JUVENILE JUSTICE
New claims of
abuse at boys camp
As law enforcement
investigates allegations of abuse, officials at the
governor's office sent a team to a North Florida
town to ensure the safety of juvenile delinquents.
BY CAROL MARBIN MILLER AND
MARC CAPUTO
October 14, 2006
GREENVILLE
- Three separate state agencies are
investigating whether caretakers used banned,
excessive and harmful restraints at a camp for
delinquent boys, some of whom are mentally retarded
or have other special needs.
At least one youth
might have suffered a broken collarbone at the
Greenville Hills Academy in Greenville just last
week, according to records obtained by The Miami
Herald. One 16-year-old claimed he was ``choked.''
And in another
episode, guards also reported using a technique
called a wrist lock that was banned two years ago by
Anthony Schembri, secretary of the state Department
of Juvenile Justice, an agency still reeling from
the death of a 14year-old at another Panhandle
facility earlier this year.
The DJJ is
investigating Greenville along with the Florida
Department of Law Enforcement and the Department of
Children & Families.

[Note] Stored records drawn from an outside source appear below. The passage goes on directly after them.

PR #2762, opened 2019-11-21
IDSEQ-1784 - Login counters being incremented on every request when using auth0

davidrissato:
# Description

This PR makes devise store the authentication state in the user's session to prevent incrementing login counters on every request.

# Tests

* Manual tests using both strategies

### DIFF
--- a/app/controllers/auth0_controller.rb
+++ b/app/controllers/auth0_controller.rb
@@ -52,11 +52,6 @@ class Auth0Controller < ApplicationController
     end
   end
 
-  def remove_auth0_session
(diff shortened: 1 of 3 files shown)


app/controllers/auth0_controller.rb
```diff
@@ -52,11 +52,6 @@ def callback
     end
   end
 
-  def remove_auth0_session
```
jshoe: no longer needed?

davidrissato: No, it wasn't being invoked at all.

PR #2763, opened 2019-11-21
make admin projects private forever by default

cdebourcy:
# Description
If an admin creates a project, samples in that project will by default "never" go public to avoid clutter.


app/controllers/projects_controller.rb
```diff
@@ -42,6 +42,7 @@ class ProjectsController < ApplicationController
   respond_to :json
 
   MAX_BINS = 34
+  FAR_FUTURE_DAYS = 100_000
```
tfrcarvalho: Ideally we would make this explicitly private rather than this fake future date.
The general problem with these approaches is if an attacker is able to compromise system time, for instance. That would allow them to access private data.

cdebourcy: Makes sense, thanks for the review. Do you have a suggestion for implementing that in this case?

tfrcarvalho: Actually, nm. You are not introducing any new vulnerabilities here since this affects all projects. So good to go. :)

The agencies declined to give
any details other than to confirm the investigation
into the academy, which has been the subject of 30
verified abuse or neglect claims made to a state
telephone hot line in two years.
''Certainly, the
agency takes these allegations very seriously,''
said DJJ chief of staff Cynthia Lorenzo. ``Our top
priority is the safety of youth in our care.
Unfortunately, with open investigations we are
unable to provide details. Once we do have all of
the facts, we will take swift and appropriate action
as needed, if any of our staff was involved in any
wrongdoing.''
Donnie Read, who
heads the youth camp's operator, Twin Oaks Juvenile
Development, did not return calls from a reporter.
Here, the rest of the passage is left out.